*Problem*: Take the data below and extract the lines from the one with "Improvements to Tricots dialog" to the one with "We want to add", inclusive, exactly as written.

(Stored data entries)
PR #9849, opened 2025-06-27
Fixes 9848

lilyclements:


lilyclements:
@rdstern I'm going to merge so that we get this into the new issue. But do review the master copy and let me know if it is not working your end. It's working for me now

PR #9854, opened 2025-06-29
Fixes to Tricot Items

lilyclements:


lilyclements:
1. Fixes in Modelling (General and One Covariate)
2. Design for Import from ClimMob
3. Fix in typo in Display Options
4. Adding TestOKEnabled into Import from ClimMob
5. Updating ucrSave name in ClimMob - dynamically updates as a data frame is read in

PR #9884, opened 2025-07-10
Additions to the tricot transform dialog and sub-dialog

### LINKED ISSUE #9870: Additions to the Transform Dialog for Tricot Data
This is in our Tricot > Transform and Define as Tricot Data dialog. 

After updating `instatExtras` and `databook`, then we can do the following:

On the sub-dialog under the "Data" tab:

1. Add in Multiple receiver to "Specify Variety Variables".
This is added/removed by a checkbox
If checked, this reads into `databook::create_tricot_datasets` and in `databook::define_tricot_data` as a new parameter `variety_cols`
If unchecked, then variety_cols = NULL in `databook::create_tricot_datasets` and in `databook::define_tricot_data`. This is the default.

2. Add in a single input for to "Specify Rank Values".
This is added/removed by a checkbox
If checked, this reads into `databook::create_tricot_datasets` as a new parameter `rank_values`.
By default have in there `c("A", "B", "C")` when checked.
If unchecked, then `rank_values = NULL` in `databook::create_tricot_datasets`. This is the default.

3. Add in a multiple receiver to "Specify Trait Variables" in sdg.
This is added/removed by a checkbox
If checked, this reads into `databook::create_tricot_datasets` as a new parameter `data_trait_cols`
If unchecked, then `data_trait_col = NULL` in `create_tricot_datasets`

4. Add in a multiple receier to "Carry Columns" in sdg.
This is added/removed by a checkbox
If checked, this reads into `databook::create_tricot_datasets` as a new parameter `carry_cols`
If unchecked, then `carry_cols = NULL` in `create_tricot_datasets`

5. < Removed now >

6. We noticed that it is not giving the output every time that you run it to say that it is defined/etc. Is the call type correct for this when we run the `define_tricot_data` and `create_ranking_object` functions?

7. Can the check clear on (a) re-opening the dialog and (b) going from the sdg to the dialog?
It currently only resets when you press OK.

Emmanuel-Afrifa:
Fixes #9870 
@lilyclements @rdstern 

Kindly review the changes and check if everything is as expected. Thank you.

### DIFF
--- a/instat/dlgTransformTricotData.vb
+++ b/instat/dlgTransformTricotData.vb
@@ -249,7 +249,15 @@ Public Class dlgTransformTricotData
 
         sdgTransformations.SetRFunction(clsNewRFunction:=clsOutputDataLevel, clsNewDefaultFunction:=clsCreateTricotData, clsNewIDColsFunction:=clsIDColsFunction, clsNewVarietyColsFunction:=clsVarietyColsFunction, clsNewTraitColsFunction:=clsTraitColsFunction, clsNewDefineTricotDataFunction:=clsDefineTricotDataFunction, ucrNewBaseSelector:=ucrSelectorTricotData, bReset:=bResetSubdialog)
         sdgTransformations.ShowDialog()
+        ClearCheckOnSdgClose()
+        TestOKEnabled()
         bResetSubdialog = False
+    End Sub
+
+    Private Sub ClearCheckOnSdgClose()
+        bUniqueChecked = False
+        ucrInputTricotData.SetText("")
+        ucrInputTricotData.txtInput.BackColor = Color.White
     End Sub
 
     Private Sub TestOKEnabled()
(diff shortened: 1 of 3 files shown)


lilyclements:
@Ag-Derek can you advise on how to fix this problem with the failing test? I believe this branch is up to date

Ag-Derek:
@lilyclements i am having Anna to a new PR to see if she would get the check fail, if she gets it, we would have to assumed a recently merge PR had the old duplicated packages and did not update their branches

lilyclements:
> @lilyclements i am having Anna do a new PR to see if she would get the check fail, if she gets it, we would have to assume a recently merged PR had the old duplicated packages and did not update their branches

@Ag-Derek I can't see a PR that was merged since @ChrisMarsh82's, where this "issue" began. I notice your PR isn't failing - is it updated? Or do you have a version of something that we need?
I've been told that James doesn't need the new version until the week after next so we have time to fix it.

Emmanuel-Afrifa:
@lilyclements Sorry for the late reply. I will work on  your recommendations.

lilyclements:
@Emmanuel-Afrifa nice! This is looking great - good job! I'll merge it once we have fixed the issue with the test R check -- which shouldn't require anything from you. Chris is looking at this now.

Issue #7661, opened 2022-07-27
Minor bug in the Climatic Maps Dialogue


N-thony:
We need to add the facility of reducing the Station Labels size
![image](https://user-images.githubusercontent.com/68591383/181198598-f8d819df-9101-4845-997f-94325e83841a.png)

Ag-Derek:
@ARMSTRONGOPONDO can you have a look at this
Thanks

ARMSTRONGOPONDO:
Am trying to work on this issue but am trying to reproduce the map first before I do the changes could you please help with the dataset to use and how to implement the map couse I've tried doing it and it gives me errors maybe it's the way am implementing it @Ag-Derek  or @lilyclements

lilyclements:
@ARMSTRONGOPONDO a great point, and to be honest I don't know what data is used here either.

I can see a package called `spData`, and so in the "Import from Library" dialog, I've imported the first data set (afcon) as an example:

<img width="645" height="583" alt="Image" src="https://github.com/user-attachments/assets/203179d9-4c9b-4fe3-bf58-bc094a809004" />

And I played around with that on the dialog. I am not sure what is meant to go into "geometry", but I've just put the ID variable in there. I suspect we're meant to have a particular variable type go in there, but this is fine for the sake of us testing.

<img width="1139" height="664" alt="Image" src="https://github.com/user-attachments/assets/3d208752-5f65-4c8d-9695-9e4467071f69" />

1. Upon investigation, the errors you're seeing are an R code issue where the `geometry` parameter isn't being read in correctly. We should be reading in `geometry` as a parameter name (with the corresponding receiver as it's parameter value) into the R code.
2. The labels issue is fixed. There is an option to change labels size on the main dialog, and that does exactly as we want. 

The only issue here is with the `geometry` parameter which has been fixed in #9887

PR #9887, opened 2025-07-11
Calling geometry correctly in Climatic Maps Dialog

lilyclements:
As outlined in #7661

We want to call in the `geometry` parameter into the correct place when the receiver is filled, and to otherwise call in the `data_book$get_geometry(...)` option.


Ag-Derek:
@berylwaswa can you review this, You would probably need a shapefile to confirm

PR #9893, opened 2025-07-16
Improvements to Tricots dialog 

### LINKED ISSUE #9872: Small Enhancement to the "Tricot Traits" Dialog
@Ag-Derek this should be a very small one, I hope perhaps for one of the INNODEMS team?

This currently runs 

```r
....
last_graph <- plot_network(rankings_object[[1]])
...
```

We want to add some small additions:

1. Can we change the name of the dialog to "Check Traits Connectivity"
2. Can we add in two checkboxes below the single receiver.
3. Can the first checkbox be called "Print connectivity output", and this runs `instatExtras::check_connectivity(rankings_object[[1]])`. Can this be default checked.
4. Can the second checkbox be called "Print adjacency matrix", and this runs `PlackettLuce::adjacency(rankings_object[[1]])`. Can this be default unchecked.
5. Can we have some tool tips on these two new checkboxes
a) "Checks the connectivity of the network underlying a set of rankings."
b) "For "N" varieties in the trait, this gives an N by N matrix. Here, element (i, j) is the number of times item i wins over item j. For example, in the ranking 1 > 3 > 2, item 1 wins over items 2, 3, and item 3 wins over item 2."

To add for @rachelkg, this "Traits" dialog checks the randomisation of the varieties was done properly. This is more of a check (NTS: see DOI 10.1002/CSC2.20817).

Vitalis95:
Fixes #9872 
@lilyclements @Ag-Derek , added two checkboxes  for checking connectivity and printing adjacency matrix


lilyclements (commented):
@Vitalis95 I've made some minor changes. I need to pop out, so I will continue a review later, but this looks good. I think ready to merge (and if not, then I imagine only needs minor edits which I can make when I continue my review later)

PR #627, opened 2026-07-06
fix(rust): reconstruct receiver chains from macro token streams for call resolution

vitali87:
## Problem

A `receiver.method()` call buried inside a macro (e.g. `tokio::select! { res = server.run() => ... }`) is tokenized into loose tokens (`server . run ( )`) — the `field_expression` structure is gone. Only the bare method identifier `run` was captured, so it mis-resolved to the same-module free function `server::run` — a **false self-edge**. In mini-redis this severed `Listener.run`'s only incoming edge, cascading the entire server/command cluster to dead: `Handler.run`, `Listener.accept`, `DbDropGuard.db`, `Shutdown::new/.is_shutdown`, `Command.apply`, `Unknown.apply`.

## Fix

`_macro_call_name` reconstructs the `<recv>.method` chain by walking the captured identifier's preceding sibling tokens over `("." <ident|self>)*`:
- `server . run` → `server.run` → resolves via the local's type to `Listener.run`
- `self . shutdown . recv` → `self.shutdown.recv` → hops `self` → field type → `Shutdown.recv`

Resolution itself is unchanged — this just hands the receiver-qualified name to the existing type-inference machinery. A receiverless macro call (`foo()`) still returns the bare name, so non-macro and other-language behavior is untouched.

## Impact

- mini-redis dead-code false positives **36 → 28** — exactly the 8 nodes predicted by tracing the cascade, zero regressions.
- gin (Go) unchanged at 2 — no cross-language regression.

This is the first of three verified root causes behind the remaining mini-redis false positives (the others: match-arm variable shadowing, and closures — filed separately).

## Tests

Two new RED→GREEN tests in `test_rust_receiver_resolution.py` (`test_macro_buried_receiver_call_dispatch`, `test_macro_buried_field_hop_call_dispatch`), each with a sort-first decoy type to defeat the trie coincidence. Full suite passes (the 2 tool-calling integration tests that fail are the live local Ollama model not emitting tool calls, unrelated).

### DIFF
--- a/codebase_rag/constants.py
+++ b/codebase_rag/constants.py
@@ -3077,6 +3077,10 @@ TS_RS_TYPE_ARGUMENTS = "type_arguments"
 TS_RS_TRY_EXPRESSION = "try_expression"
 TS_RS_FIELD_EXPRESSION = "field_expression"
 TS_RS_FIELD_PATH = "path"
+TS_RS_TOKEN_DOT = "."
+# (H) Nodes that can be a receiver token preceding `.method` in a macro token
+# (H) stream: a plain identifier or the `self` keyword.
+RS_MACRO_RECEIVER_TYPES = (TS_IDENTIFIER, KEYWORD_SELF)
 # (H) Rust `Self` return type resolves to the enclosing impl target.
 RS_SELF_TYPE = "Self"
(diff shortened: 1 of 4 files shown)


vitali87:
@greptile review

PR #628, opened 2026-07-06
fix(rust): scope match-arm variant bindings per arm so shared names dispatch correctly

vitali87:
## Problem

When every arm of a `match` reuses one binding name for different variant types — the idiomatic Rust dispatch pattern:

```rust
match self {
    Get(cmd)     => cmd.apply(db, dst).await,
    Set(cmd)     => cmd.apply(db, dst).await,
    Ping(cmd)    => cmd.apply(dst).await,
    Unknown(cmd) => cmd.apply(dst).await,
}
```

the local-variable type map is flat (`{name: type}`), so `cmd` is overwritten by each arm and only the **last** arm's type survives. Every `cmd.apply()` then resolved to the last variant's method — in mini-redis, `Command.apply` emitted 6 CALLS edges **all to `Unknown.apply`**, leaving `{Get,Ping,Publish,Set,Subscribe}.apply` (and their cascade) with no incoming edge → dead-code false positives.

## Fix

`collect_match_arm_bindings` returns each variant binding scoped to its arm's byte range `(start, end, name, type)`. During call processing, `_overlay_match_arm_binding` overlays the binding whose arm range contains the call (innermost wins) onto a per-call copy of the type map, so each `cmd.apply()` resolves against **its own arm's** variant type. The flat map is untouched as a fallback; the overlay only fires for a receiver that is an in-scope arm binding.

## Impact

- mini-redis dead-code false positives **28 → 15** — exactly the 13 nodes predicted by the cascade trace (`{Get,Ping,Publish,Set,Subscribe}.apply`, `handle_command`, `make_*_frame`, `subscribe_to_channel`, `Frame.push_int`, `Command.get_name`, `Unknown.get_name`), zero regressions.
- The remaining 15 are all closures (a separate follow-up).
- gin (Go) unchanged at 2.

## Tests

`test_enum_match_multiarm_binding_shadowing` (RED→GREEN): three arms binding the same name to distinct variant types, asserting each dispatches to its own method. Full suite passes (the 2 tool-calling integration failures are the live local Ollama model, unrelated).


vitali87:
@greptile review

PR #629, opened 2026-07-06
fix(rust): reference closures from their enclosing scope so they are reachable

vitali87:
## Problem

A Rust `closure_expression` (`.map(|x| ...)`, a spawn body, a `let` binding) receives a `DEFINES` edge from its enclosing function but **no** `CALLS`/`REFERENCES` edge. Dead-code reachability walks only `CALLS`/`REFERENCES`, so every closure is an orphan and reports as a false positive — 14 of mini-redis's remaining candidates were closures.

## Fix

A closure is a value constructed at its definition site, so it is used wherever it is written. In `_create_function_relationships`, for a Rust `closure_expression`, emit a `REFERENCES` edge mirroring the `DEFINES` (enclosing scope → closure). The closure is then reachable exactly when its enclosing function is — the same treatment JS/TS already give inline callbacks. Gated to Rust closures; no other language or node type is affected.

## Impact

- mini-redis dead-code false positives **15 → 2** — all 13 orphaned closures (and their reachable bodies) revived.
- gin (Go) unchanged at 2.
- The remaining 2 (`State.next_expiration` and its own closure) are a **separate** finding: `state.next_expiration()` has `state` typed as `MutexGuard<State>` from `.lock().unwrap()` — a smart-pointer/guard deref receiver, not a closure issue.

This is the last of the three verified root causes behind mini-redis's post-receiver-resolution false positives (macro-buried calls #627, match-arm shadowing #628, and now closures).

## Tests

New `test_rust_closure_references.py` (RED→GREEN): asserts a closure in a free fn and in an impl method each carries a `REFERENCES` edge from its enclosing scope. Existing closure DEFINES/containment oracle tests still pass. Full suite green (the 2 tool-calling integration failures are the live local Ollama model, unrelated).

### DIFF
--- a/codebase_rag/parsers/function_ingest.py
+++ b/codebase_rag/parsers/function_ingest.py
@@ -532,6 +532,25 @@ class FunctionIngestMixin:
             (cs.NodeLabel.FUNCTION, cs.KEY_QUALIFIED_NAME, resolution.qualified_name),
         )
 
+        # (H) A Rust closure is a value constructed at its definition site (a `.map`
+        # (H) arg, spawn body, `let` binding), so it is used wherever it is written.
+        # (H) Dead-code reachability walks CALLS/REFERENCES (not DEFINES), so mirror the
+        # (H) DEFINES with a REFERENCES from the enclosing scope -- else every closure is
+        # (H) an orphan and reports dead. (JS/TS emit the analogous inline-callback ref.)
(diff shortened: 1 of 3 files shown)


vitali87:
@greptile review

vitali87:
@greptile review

*Written solution*:
Improvements to Tricots dialog 

### LINKED ISSUE #9872: Small Enhancement to the "Tricot Traits" Dialog
@Ag-Derek this should be a very small one, I hope perhaps for one of the INNODEMS team?

This currently runs 

```r
....
last_graph <- plot_network(rankings_object[[1]])
...
```

We want to add some small additions:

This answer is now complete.